During that same time, I personally had a difficult journey with my mental health. I did not attend school. I stopped spending time with friends and family. I barely slept. There were so many warning signs, yet no one spoke up about it.
My behavior was completely “normal” for an APIDA student who had been grinding so hard. The burnout was normal. The disconnection was normal.
However, this was clearly not healthy.
Dr. Hsu explains the greater significance of normalizing high-functioning anxiety: “Not many people talk about the Palo Alto suicide clusters between 2009 and 2015. Of those that do talk about it, almost none talk about that most of the students hailed from the APIDA community.
“These were tragedies, but they were normalized. In my clinical work, I saw many APIDA patients that were high-achieving, from prestigious university students to big tech employees, and every single one of them was not mentally healthy. There is an attitude in the APIDA community and the greater society that an individual is okay as long as they are successfully producing in the economy. This attitude is flawed, and it is a consequence of a capitalistic society that treats the APIDA community as a commodity.”
Dr. Hsu concludes that the APIDA community essentially blinds itself to real struggles, by focusing on external measures of success. Signs and symptoms of high-functioning anxiety and other mental health conditions do not just get swept under the rug – they get put on pedestals.
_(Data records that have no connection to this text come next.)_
PR #313, opened 2015-07-30
Update formatting, add locale support.

jheer:
This PR updates all axis, legend and template formatting to pass through datalib's formatting support (^1.4.2). As a result Vega/Datalib now control all automatic formatting decisions, with no reliance on (inconsistent) D3 scale `tickFormat` methods. Most importantly, these facilities support runtime changes to current number and time locale formatting.

For example, to change the number formatting to German (DE-DE):
```javascript
vg.util.format.numberLocale({
  decimal: ",",
  thousands: ".",
  grouping: [3],
  currency: ["", "\xa0€"]
});
```

To change the time formatting to German (DE-DE):
```javascript
vg.util.format.timeLocale({
  dateTime: "%A, der %e. %B %Y, %X",
  date: "%d.%m.%Y",
  time: "%H:%M:%S",
  periods: ["AM", "PM"], // unused
  days: ["Sonntag", "Montag", "Dienstag", "Mittwoch", "Donnerstag", "Freitag", "Samstag"],
  shortDays: ["So", "Mo", "Di", "Mi", "Do", "Fr", "Sa"],
  months: ["Januar", "Februar", "März", "April", "Mai", "Juni", "Juli", "August", "September", "Oktober", "November", "Dezember"],
  shortMonths: ["Jan", "Feb", "Mrz", "Apr", "Mai", "Jun", "Jul", "Aug", "Sep", "Okt", "Nov", "Dez"]
});
```

For more about locale settings, see the [d3-format](https://github.com/d3/d3-format) and [d3-time-format](https://github.com/d3/d3-time-format) module repositories.

### DIFF
--- a/package.json
+++ b/package.json
@@ -34,12 +34,12 @@
   "dependencies": {
     "d3": "^3.5.6",
     "d3-geo-projection": "^0.2.15",
-    "datalib": "^1.3.2",
+    "datalib": "^1.4.2",
     "topojson": "^1.6.19",
-    "vega-dataflow": "^1.0.4",
+    "vega-dataflow": "^1.1.0",
     "vega-expression": "^1.0.2",
     "vega-logging": "^1.0.1",
-    "vega-scenegraph": "^1.0.5",
+    "vega-scenegraph": "^1.0.6",
     "yargs": "^3.15.0"
   },
   "devDependencies": {
--- a/src/parse/axes.js
+++ b/src/parse/axes.js
@@ -41,6 +41,7 @@ function parseAxis(config, def, index, axis, group) {
   axis.tickValues(def.values || null);
   // axis label formatting
   axis.tickFormat(def.format || null);
+  axis.tickFormatType(def.formatType || null);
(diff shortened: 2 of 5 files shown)


Fil:
What is the correct method with Vega3, and where is it documented? (Sorry to ask here but it's the only reference I found.)

Inspecting the `vega` object I found the `vega.formatLocale` method, and a way to get the result I want — but it seems I have to call it _before_ parsing the spec, is that correct?

jheer:
Yes, Vega 3 exports the `formatLocale` and `formatTimeLocale` methods for localization settings. These are actually [direct exports of D3 v4's `formatDefaultLocale` and `timeFormatDefaultLocale` methods](https://github.com/vega/vega-parser/blob/master/index.js). These set the global default locales for number and time formatting, respectively.

You will want to invoke these methods _prior_ to instantiating a Vega View and thus before any formatting functions are generated. You should be able to _parse_ a spec ahead of time, but you will need to set the locale before invoking the View constructor for your vis.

APIDA youth are raised to believe that burnout behavior leads to success and achievement.
If the grand majority of the APIDA community are stuck in an unhealthy mindset, how does the community even start to shift towards a healthier mindset? The best answer is communication.
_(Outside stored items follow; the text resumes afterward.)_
PR #317, opened 2015-08-04
Add CountPattern and Wordcloud transforms.

jheer:


jheer:
This PR adds the transforms + schemas. However, we will need to add test cases down the line.

randyzwitch:
Thanks for adding the wordcloud back!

The greatest perpetuator of the normalization of high-functioning anxiety signs and symptoms is silence. For decades, the APIDA community has done everything to avoid talking about the mental wellbeing of its members. We distract ourselves through academic competition and professional excellence.
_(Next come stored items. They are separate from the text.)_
PR #318, opened 2015-08-05
CountPattern and Lookup are not intrinsically batch operations.

arvind:
This preserves the logic of the two operators, but removes the BatchTransform requirement. If parameters change in response to signal values, or if the secondary dataset is pulsed, existing tuples reflow as part of `input.mod`. Thus, we should always be able to run the operators on `input.add`, and only run them when appropriate on `input.mod` and `input.rem`.

### DIFF
--- a/src/transforms/CountPattern.js
+++ b/src/transforms/CountPattern.js
@@ -2,11 +2,10 @@ var dl = require('datalib'),
     df = require('vega-dataflow'),
     Tuple = df.Tuple,
     log = require('vega-logging'),
-    Transform = require('./Transform'),
-    BatchTransform = require('./BatchTransform');
+    Transform = require('./Transform');
 
 function CountPattern(graph) {
-  BatchTransform.prototype.init.call(this, graph);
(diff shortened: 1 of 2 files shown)


src/transforms/CountPattern.js
```diff
@@ -19,47 +18,45 @@ function CountPattern(graph) {
...
-prototype.batchTransform = function(input, data) {
+prototype.transform = function(input) {
   log.debug(input, ['countpattern']);
 
   var get = this.param('field'),
       pattern = this.param('pattern'),
       tcase = this.param('case'),
       stop = this.param('stopwords'),
-      batch = 0;
+      reset = false, run = false;
```
jheer: I think we also need to set reset to true if the `field` parameter changes.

Jhil Patel explains the nature of competition in the APIDA community: “We need to celebrate each other’s academic and professional accomplishments. I believe in celebration over competition.” As a community, we must come together even in the face of society’s expectations.
As more APIDA push aside competition and elevate to higher positions, there are more wonderful role models. In her past position as the president of the Asian American Psychological Association, Dr. Helen Tsu learned the following: “It is important to realize that grades are not everything. You must learn to grow as a person which includes setting personal boundaries and developing a healthy self-concept. Your professional and academic career are important, but other aspects of your life are also important like your social skills. As a result, you can start to break the stigma within the APIDA community by talking about your mental health.”
The advice from these role models lays out a practical path forward as a community. It is time to end the silence and break the stigma around living within one’s limits. Everyone’s mental wellbeing will benefit.
Organizations like the Asian American Psychological Association and We Are Saath give great tools and resources for APIDA individuals to address mental health concerns and raise awareness in their local communities.
Above all, the most crucial tool is our voice. The root cause of mental health neglect in APIDA communities is silence. If we stay silent about the prevalent toxicity of high-functioning anxiety, the next generation will continue to starve themselves to get into college and overwork themselves to the point of severe depression. We must share our stories. We have to address these deeply ingrained ideas in our communities.
The APIDA experience is a diverse one, but our greatest collective trait is our strength. Together, we can break the stigma.